I first heard the term Astrocytoma when a nurse called me the week following my surgery in which they took a sample of brain tissue for a biopsy. At the time of the call they were able to confirm that we were dealing with a Grade 2 Astrocytoma. What we didn’t know at that time was whether it was cancer or not, so they sent my tissue sample to the Mayo for some final testing. For those that have read my prior blog posts, An Introduction to Kiss My Astrocytoma & Digesting the Diagnosis, you already know what the outcome of that testing was. I learned on June 23rd that I have brain cancer, and more specifically, a cancerous Grade 2 Astrocytoma, IDH1-mutant. Over the course of the next few weeks I was able to learn what all of that meant. I’ve been able to familiarize myself with all the medical terminology that’s been thrown my way and I hope to help break it down for those of you who are interested to learn more.
Grade 2 Astrocytoma
Also called a low grade astrocytoma or a diffuse astrocytoma, I have learned that a grade 2 astrocytoma is considered to be an infiltrative tumor. Infiltrative tumors grow among and within the existing brain cells. These tumor cells don’t grow as an additional mass on the brain, rather they grow laced within the healthy cells. The primary characteristics of this type of tumor include slow growth, not having well defined borders, and most often occurring for adults between the ages of 20 and 40.

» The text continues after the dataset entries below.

PR #1262, opened 2025-08-27
parallel vllm worker init, online dpo ref score fix when bs>1 and reward is binary

uralik:
as title says

tested with GRPO and online DPO
spinning up 16 vllm actors over 2 Ray nodes take couple mins now. thanks @a-paulus for first implementation and testing this out :) 

> online dpo ref score fix

our online dpo ref score was buggy when we filtered out some items from batch due to no preference signal. This got introduced during refactor in the first week of June and only show itself when we use math-verify (i.e. 0/1 reward alone) and batch size > 1. Otherwise (batch size = 1), entire batch loss is zeroed out anyway.

also we added _presets.py where we show one example of a preset done programmatically

### DIFF
--- a/src/fairseq2/recipes/lm/_online_finetune/_online_dpo.py
+++ b/src/fairseq2/recipes/lm/_online_finetune/_online_dpo.py
@@ -264,12 +264,18 @@ class OnlineDpoFinetuneUnit(TrainUnit[SequenceBatch]):
         )
         update_logit_entropy(metric_bag, tgt_logit_entropy)
 
+        prompt_lengths = (
+            prompt_batch.prompt_lengths
+            if is_bad_batch
+            else reward_output["prompt_lengths"]
+        )
+
         token_ref_chosen_logps = compute_reference_logps(
             self._gangs,
             self._reference_model,
             chosen_input_batch_seqs,
             chosen_input_batch_layout,
-            prompt_batch.prompt_lengths,
+            prompt_lengths,
         )
 
         token_ref_rejected_logps = compute_reference_logps(
@@ -277,7 +283,7 @@ class OnlineDpoFinetuneUnit(TrainUnit[SequenceBatch]):
             self._reference_model,
             rejected_input_batch_seqs,
             rejected_input_batch_layout,
-            prompt_batch.prompt_lengths,
+            prompt_lengths,
         )
 
         ref_average_chosen_logps = token_ref_chosen_logps.mean(dim=-1)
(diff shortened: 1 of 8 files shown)


src/fairseq2/recipes/lm/_online_finetune/_presets.py
```diff
@@ -0,0 +1,178 @@
...
+
+    @preset("qwen3_4b_wildchat_grpo")
+    def qwen3_4b_wildchat_grpo() -> OnlineFinetuneConfig:
+
+        model_config = ModelSection(name="qwen3_4b")
+        tokenizer_config = TextTokenizerSection(name="qwen3_4b")
+
+        dataset_config = OnlineFinetuneDatasetSection(
+            name="wildchat",
+            path="/checkpoint/ram/chenxwh/data/online_dpo/wildchat_1k",
```
jacklanchantin: do you want this path here?

src/fairseq2/recipes/lm/_online_finetune/_presets.py
```diff
@@ -0,0 +1,178 @@
...
+        )
+
+        policy_vllm_config = VllmRayActorConfig(
+            ray_actor_name="vllm_policy",
+            backend="vllm",
+            num_replicas=2,
+            init_update_process_group=True,
+            vllm_engine_args=VllmEngineArgs(
+                model="/datasets/pretrained-llms/Qwen3-4B/",
+                tokenizer="/datasets/pretrained-llms/Qwen3-4B/",
```
jacklanchantin: also these paths?

src/fairseq2/recipes/lm/_online_finetune/_online_dpo.py
```diff
@@ -264,20 +264,26 @@ def __call__(
         )
         update_logit_entropy(metric_bag, tgt_logit_entropy)
 
+        prompt_lengths = (
+            prompt_batch.prompt_lengths
+            if is_bad_batch
+            else reward_output["prompt_lengths"]
+        )
```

The cause of these tumors is highly unknown – there isn’t a genetic component and the only thing they can say for certain (along with most cancers) is that prior radiation exposure is a risk factor. Astrocytes are supportive cells for the brain in the nervous system. Because the tumor stems from these astrocytes in the nervous system, this explains the various neurological symptoms I’ve experienced on both sides of my body. My brain knows something foreign is there so my nerves are susceptible to misfiring which can lead to the concerns I’ve seen with balance, vision, speech, perception, tingling sensations, tremors, etc.
Tumor Location
I have mentioned in previous blog posts that I have 3 lesions on my brain, and yet I’ve been saying that I have 1 brain tumor. While the 3 lesions on my brain appear in the MRIs to be separate occurrences, we can assume they are connected to the same condition that has spread. That being said, I am dealing with a multifocal brain tumor, meaning it is 1 brain tumor that appears in multiple spots. All 3 lesions are in the right frontal lobe of my brain, but they are in very different locations of my right frontal lobe.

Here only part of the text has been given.